通过命令脚本以正确的顺序运行来最小化运行时间

I am using scrapy and scrapyd to crawl some content. I have 28 crawlers that run, but only 8 at a time. Each crawler takes from 10 min to several hours to complete. So im looking for a way to order them correctly, in order to minimize the time the server is active.

I already gather information of how long each crawl takes, so it's only the minimization problem, or how to formulate it.

The script is started using php, so the solutions should preferably run in php.

The best way I've found is to set them up as cronjobs to execute at specific times. I have around 30 cronjobs configured to start at various times meaning you can set specific times per scrap.

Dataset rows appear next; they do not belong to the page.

Issue #2180, opened 2019-12-16
Unable to use KVS PutMediaClient behind proxy


luclement:
Hi,

I need to call the `PutMedia` operation for Kinesis Video Streams behind a corporate proxy. Unfortunately, since the `AmazonKinesisVideoPutMediaClientBuilder` does not extend the `AwsClientBuilder` there is no way to set the `ClientConfiguration`.

Additionally, setting Java/system environment variables doesn't seem to work either because the PutMedia client uses Netty as transport and would, based on some research, require adding a proxy handler first in the channel pipeline.

https://github.com/aws/aws-sdk-java/blob/89fd27ef2abd407ad64245215f9e90dd40276651/aws-java-sdk-kinesisvideo/src/main/java/com/amazonaws/services/kinesisvideo/internal/netty/handler/PutMediaHandlerInitializer.java#L48

Let me know if I'm seeing this correctly. 

Thanks.

luclement:
FYI I got this to work by adding an `HttpProxyHandler` as the first step in the `ChannelPipeline`

debora-ito:
Echoing the comments in the PR, we'll not implement this feature in v1 as the team's efforts are focused in the SDK v2.
Tracking issue for the implementation of the equivalent functionality to AmazonKinesisVideoPutMedia client in v2: https://github.com/aws/aws-sdk-java-v2/issues/1330.

PR #2246, opened 2020-03-02
Add proxy options for KVS PutMediaClient

luclement:
*Issue #, if available:*
#2180 

*Description of changes:*
This PR adds optional `.withProxyHost` and `.withProxyPort` configurations while creating a `AmazonKinesisVideoPutMediaClient`. This adds an additional Netty `ProxyHandler` as the first step in the channel pipeline. If either `proxyHost` or `proxyPort` are null, i.e. not configured, the proxy handler will not be added to the pipeline mimicking the original channel behavior.

If the proxy handler is defined, we set the resolver as such: `b.resolver(NoopAddressResolverGroup.INSTANCE)`. This ensures that Netty does not resolve the target hostname before the initial CONNECT to prevent breaking any proxy hostname whitelist conditions. See: https://github.com/netty/netty/issues/4526

I didn't see an existing test suite for any of the `kinesisvideo` stuff. Can work on adding one if needed. The client should continue to work as is if the proxy port and host aren't configured; otherwise, they can be configured using the builder.


millems:
Unfortunately we can't add new dependencies very easily. For the SDK V2 we implemented this stuff ourselves: https://github.com/aws/aws-sdk-java-v2/commit/039d98f9e85e892158d21902e621524704598d7a#diff-fcaf9f532153a7d4f6e802677b58fb82

We're also hesitant to implement new features in V1 of the SDK, because such features keep pulling us off of V2, both to review them and to fix bugs that customers report afterwards.

For both of these reasons, we're not able to take this pull request. Sorry about the inconvenience. When we implement this feature in V2, we should be able to support proxies with the put-media client: https://github.com/aws/aws-sdk-java-v2/issues/1330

Executing a PHP cmmand by cronjob at 5pm every day:

* 17 * * * php /opt/test.php

If you execute the scrapy python command via cronjob, its:

* 17 * * * cd /opt/path1/ && scrapy crawl site1

If your using virtualenv for you python then its

* 17 * * * source /opt/venv/bin/activate && cd /opt/path1/ && scrapy crawl site1

Sorry to disappoint you but there's nothing clever nor any minimization problem in what you describe because you don't state anything about dependencies between crawling jobs. Independent jobs will take ~ TOTAL_TIME/THROUGHPUT regardless of how you order them.

scrapyd will start processing the next job as soon as one finishes. The "8 at a time" isn't some kind of bucket thing so there's no combinatorial/dynamic programming problem here. Just throw all 28 jobs to scrapyd and let it run. When you poll and find it idle, you can shut down your server.

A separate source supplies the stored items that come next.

Issue #2263, opened 2020-03-15
TransferManager multipart parellel download failures not forwarded back to the client


jamesceddy:
I am using TransferManager to download files on an unstable connection. It is not unusual to see read timeouts on connections, so failures are expected. However, TransferManager is leaving Downloads in "InProgress" states indefinatly. Because of this, I have no way to know if TransferManager is finished or not. If TransferManager is done, it should report a terminal state back to the progress listeners.

This  issue can be seen with these steps
(1) start N multipart downloads.
(2) use iptables -J DROP to simulate network loss
(3) wait for the outcome from the ProgressListeners

Expected: There is some outcome, once the downloads are completed they should be in any of the terminal states: success/failure/cancel.
Actual: Callbacks to progress listeners are in a non-terminal state (InProgress) in-defiantly.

You might have some little benefits by scheduling longest jobs first. You can quickly squeeze a few tiny jobs on the idle slots while the last few long jobs finish. But unless you're in some ill case, those benefits shouldn't be major.

Note also that this number "8" - I guess enforced by max_proc_per_cpu and/or max_proc - is somewhat arbitrary. Unless that's the number where you hit 100% CPU or something, maybe a larger number would be better suited.

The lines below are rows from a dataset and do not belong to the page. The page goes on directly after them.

PR #2266, opened 2020-03-15
When multipart uploads fail, cancel remaining part transfers

jamesceddy:
Suppose we have 10 parts, if we fail on part #2 we fire a "TRANSFER_FAILED_EVENT" back to the client. We should assume that clients will react to this failure, possibly with custom logic to retry. Supposing that part #3 succeeds, the client will then get other transfer events past the "TRANSFER_FAILED_EVENT". I assume here that "TRANSFER_FAILED_EVENT" is a terminal event and that a client should not expect to receive further events for that transfer, successful or not. However, the meaning of TRANSFER_FAILED_EVENT is not clearly defined in the javadocs.

relates to: https://github.com/aws/aws-sdk-java/issues/2267

### DIFF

If you want major benefits, find the 2-3 top largest jobs and find a way to cut them in half e.g. if you're crawling a site with vehicles split the single crawl to two, one for cars and one for motorbikes. This is usually possible and will yield more significant benefits than reordering. For example, if your longer job is 8 hours and the next longer is 5, by splitting the longest to two-4hour crawls, you will make the 5-hour one be the bottleneck potentially saving your server 3 hours.